Realcolab is an autonomous AI Agent capable of performing deep research tasks. Built on the Cloudflare stack, it leverages durable execution workflows to plan research strategies, execute parallel data gathering, and generate comprehensive, cited answers from your private knowledge base.
- 🧠 Agentic Reasoning: Instead of blindly searching, the agent analyzes the user's request and creates a research plan with specific sub-queries.
- ⚡ Parallel Execution: Executes multiple vector search operations concurrently to gather diverse perspectives on a topic.
- 📝 Citation-Backed Answers: Every claim in the final output is strictly cited against source documents stored in the database.
- 🔄 High-Throughput Ingestion: dedicated pipeline using the Workers AI Batch API to embed and store large documents efficiently.
- 🛡️ Durable Orchestration: Uses Cloudflare Workflows to ensure long-running tasks (like massive ingestions or multi-step research) complete reliably, even if they exceed standard timeout limits.
The system runs on two primary pipelines orchestrated by a single AgentWorkflow class:
- Chunking: Intelligently splits raw text into semantic chunks using LangChain.
- Embedding: Generates vector embeddings in batches using
@cf/baai/bge-base-en-v1.5. - Persistence: Transactionally stores metadata in D1 (SQL) and vectors in Vectorize.
- Plan: Llama 3.3 70B decomposes the query into 1-3 targeted sub-queries.
- Gather: The agent executes these sub-queries in parallel against the Vectorize index, re-ranking results by relevance.
- Synthesize: Retrieval context is hydrated from D1, and the model generates a final report citing specific source IDs.
- Runtime: Cloudflare Workers
- Orchestration: Cloudflare Workflows
- Database: Cloudflare D1 (SQLite)
- Vector Database: Cloudflare Vectorize
- AI Models:
- Reasoning:
@cf/meta/llama-3.3-70b-instruct-fp8-fast - Embeddings:
@cf/baai/bge-base-en-v1.5
- Reasoning:
- Language: TypeScript
- Node.js & npm
- Cloudflare Wrangler CLI (
npm install -g wrangler) - A Cloudflare account with Workers AI enabled
git clone [https://github.com/ravarch/realcolab.git](https://github.com/ravarch/realcolab.git)
cd realcolab
npm install
Create the D1 database and Vectorize index. Ensure the names match your wrangler.jsonc.
# Create D1 Database
wrangler d1 create agent-db
# Create Vectorize Index (Dimensions: 768 for BGE-Base)
wrangler vectorize create agent-memory --dimensions=768 --metric=cosine
Note: Update wrangler.jsonc with the IDs generated from the commands above.
Initialize the schema for documents and chunks.
wrangler d1 migrations apply agent-db --local
# OR for production
wrangler d1 migrations apply agent-db --remote
wrangler deploy
The Agent exposes a REST API for interaction.

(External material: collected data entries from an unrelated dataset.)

PR #830, opened 2019-10-10
Add FileNotExists and DirNotExists assertions

JustSkiv:
Implement FileNotExists and DirNotExists assertions to check whether file/dir not exist in a given path.

This functions is the opposite of FileExists and DirExists. 

It is very useful in some cases. For example, if your tests creates some files while working, it would be nice to check if this files exist, before test. Or test can remove some files and we have to make sure that files are really removed.


JustSkiv:
@ernesto-jimenez can you take a look, please?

Uploads content to the knowledge base.
POST /api/ingest
{
"content": "Full text content of the document...",
"sourceUrl": "[https://example.com/article](https://example.com/article)",
"metadata": {
"author": "John Doe",
"category": "Science"
}
}
Response:
{ "id": "workflow-instance-id", "status": "queued" }
Triggers the autonomous research agent.
POST /api/research
{
"query": "What are the impacts of plastic pollution on marine life?"
}
Response:
{ "id": "workflow-instance-id", "status": "thinking" }
Poll this endpoint to retrieve the agent's progress and final answer.
GET /api/status?id=<workflow-instance-id>
Response (Success):
{
"status": "complete",
"output": {
"plan": {
"thoughtProcess": "To answer this, I need to look for...",
"subQueries": ["plastic ingestion statistics", "marine ecosystem impact"]
},
"answer": "Plastic pollution affects marine life by... [Source: ID_123]",
"sources": ["[https://example.com/article](https://example.com/article)"]
}
}
- Deterministic IDs: Document IDs are generated strictly within workflow steps to ensure replayability.
- Batching: Ingestion respects Workers AI batch limits (20 items/batch) to ensure stability.
- Type Safety: Fully typed event payloads and database responses.
This project is licensed under the MIT License.